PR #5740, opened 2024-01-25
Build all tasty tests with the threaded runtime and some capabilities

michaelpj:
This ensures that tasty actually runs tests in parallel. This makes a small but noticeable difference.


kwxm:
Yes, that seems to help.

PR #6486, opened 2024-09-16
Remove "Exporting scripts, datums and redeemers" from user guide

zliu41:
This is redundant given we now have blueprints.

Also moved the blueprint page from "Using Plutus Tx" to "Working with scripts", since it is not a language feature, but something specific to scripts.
::::
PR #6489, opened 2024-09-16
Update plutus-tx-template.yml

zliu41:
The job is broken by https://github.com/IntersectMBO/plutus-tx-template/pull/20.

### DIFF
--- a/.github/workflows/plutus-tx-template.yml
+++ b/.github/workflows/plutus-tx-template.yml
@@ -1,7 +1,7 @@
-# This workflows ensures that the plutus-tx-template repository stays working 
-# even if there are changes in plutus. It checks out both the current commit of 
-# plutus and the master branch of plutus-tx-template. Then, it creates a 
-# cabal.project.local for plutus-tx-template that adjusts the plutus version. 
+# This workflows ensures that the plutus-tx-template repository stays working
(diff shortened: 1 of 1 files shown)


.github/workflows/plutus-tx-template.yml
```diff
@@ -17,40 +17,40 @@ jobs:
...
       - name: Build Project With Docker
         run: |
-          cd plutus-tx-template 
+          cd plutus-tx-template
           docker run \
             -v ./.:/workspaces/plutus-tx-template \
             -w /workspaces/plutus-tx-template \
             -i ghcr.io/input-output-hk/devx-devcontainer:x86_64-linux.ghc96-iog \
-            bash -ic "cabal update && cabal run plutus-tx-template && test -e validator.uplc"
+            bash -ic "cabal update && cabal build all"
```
::::
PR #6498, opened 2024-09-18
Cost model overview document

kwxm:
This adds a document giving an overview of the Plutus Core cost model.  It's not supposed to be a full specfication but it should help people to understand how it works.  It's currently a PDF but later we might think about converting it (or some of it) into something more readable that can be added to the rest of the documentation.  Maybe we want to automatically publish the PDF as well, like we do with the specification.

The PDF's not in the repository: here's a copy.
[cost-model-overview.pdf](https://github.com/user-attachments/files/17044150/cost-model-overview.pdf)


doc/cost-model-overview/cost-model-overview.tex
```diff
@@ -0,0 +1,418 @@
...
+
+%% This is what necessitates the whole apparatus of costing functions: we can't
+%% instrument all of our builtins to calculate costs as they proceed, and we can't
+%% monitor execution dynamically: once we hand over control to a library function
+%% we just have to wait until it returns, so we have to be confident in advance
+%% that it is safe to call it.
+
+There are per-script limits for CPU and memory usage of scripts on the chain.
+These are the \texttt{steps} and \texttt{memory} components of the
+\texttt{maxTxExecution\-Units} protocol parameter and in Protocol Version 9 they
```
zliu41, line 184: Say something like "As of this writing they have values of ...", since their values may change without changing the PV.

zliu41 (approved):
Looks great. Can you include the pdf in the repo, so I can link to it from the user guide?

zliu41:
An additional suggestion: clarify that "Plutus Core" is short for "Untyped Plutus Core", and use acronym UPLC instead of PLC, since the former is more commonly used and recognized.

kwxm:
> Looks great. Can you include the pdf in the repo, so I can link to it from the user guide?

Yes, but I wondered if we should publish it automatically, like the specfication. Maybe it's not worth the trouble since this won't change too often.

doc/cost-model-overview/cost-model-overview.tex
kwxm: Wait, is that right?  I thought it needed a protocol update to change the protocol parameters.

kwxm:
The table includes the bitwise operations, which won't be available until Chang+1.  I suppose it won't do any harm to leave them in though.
::::
In the entries above, find the line holding "PR #6486, opened 2024-09-16" and the line holding "Also moved the"; print both of them and every line between, exactly, and nothing else.

PR #6486, opened 2024-09-16
Remove "Exporting scripts, datums and redeemers" from user guide

zliu41:
This is redundant given we now have blueprints.

Also moved the blueprint page from "Using Plutus Tx" to "Working with scripts", since it is not a language feature, but something specific to scripts.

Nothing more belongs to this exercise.